Viele Beschwerden hier erübrigen sich, wenn die Kunden mal in ihren Spamfilter schauen würden, wo unsere Rückantworten, Bestellbestätigungen etc. landen.
Wenn man hier anonym bedroht wird, als Koksnase bezeichnet wird, Privatsphäre, Familie  angegriffen wird, dann hört es hier (für uns!)auf lustig zu werden.
Und dann werden wir, wie geschehen strafrechtlich ermitteln lassen.

Was mir noch in diesem Forum auffällt ist, dass gerade einige unter lustigen Tiernamen postende User Bikes eines Mitbewerber fahren und darstellen, dass Ihnen Radon als Marke nicht gefällt, sie auch niemals ein Radon fahren würden und trotzdem hier rumposten und rumstänkern. Dass bleibt Ihnen selbstverständlich freigestellt, aber man sollte bedenken, dass ein grosser Vorteil einer Marktwirtschaft die Konsumentensouveränität ist, dass jeder aus einem grossen Angebot das konsumieren kann, was er möchte.
Komischerweise stänkern Radon Fahrer in anderen Foren nicht rum, vielleicht sitzen Radon Fahrer mehr auf ihrem Sattel als vor der Glotze.

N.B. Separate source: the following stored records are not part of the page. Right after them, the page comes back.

PR #861, opened 2021-03-28
Fix phpdoc

VincentLanglet:
## Subject

`&` should be used instead of `|` or we'll end with psalm errors.
(I got these on SonataAdminBundle).

## Changelog

```markdown
### Fixed
- `BlockServiceTestCase` phpdoc
```

### DIFF
--- a/src/Test/BlockServiceTestCase.php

Deshalb mein Ratschlag an alle diejenigen: 
Biken entspannt ungemein, nehmt euer Bike und fahrt eine Runde!!


----------



## ChrisStahl (9. September 2013)

Braunbaer schrieb:


> Geehrter Herr Stahl, ich bin kein Bestandskunde, sondern Kaufinteressent. Ich hatte bisher den Eindruck, dass sich die User hier bei Problemen ganz gut untereinander austauschen. Es ist ganz natürlich, dass Käufer bei technischen Problemen den Sachverhalt hier schildern. Als potentieller Kunde kann ich mir dann ein Bild von Qualität und Kulanz machen, das ist der Sinn dieses Forums. Auch als Hersteller haben Sie hier die Möglichkeit, sich einzubringen. Das ist im Regelfall eine sog. Win-Win-Situation. Den Vorwurf von undifferenzierten Äußerungen, "Feigheiten", "Flames", etc. kann ich bisher nicht nachvollziehen. Ich bin in der Tat erschrocken, mit welchem Ton Sie hier dem Kunden gegenüberstehen. Wenn ich bei einem möglichen techn. Defekt hier im Forum darüber berichte setze ich mch offenbar der Gefahr aus, dass Sie "kriminaltechnisch" gegen mich ermitteln oder besser: Ermitteln lassen. Dann werfen Sie Erpressung vor, ohne Sachverhalte zu nennen, was an sich schon eine üble Nachrede darstellt. Und ich soll jetzt ein Radonbike kaufen?
> 
> 
> 
> ...




.....müssen Sie nicht!


----------



## der_Schwabe81 (9. September 2013)

Finde ich auch ne komische Geschichte wenn Leute die mit einem entsprechendem Thema nichts am Hut haben, und dieses laut eigener Aussage auch nie haben wollen, sich dann in genau diesem Unterforum aufhalten 

ACHTUNG Hörensagen 
Soll ja auch Leute geben, die soetwas beruflich machen ....
also Bewertungen hoch oder runter treiben 
Kam da nicht neulich mal was bei Stern-TV oder so


----------



## axisofjustice (9. September 2013)

> Wenn man hier anonym bedroht wird, als Koksnase bezeichnet wird, Privatsphäre, Familie angegriffen wird, dann hört es hier (für uns!)auf lustig zu werden.
> Und dann werden wir, wie geschehen strafrechtlich ermitteln lassen.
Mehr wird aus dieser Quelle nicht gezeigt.